Reproduce exactly, with no other output, every line of the data below from the line containing "PR #4025, opened 2025-10-09" to the end, inclusive.

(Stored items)
+ + + + +

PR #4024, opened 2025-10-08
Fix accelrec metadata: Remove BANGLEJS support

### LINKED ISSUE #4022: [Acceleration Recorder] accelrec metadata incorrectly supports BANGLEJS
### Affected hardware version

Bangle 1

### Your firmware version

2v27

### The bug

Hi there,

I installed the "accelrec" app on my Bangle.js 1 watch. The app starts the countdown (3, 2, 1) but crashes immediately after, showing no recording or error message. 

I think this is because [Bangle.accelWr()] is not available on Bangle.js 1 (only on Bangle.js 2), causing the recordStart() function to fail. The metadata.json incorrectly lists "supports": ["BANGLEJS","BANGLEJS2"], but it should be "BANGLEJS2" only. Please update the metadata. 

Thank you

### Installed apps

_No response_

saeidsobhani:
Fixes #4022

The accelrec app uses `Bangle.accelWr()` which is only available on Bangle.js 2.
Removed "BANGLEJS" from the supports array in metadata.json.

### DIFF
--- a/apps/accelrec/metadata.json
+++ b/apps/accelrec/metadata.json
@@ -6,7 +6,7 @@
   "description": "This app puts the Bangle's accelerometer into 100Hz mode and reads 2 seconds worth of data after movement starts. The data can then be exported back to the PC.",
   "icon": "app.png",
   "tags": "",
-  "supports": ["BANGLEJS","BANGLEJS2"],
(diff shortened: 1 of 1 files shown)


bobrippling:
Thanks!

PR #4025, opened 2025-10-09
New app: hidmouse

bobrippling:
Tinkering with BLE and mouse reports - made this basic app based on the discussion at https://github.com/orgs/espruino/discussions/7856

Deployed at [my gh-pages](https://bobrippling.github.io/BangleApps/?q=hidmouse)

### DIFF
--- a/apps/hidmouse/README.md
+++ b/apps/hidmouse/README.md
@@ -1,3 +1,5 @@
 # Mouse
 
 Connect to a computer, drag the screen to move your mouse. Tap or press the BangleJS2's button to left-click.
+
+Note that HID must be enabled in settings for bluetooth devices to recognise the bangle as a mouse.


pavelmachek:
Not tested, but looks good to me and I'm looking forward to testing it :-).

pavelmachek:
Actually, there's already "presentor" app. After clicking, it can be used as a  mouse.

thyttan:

+ + + + +

__Response__
PR #4025, opened 2025-10-09
New app: hidmouse

bobrippling:
Tinkering with BLE and mouse reports - made this basic app based on the discussion at https://github.com/orgs/espruino/discussions/7856

Deployed at [my gh-pages](https://bobrippling.github.io/BangleApps/?q=hidmouse)

### DIFF
--- a/apps/hidmouse/README.md
+++ b/apps/hidmouse/README.md
@@ -1,3 +1,5 @@
 # Mouse
 
 Connect to a computer, drag the screen to move your mouse. Tap or press the BangleJS2's button to left-click.
+
+Note that HID must be enabled in settings for bluetooth devices to recognise the bangle as a mouse.


pavelmachek:
Not tested, but looks good to me and I'm looking forward to testing it :-).

pavelmachek:
Actually, there's already "presentor" app. After clicking, it can be used as a  mouse.

thyttan:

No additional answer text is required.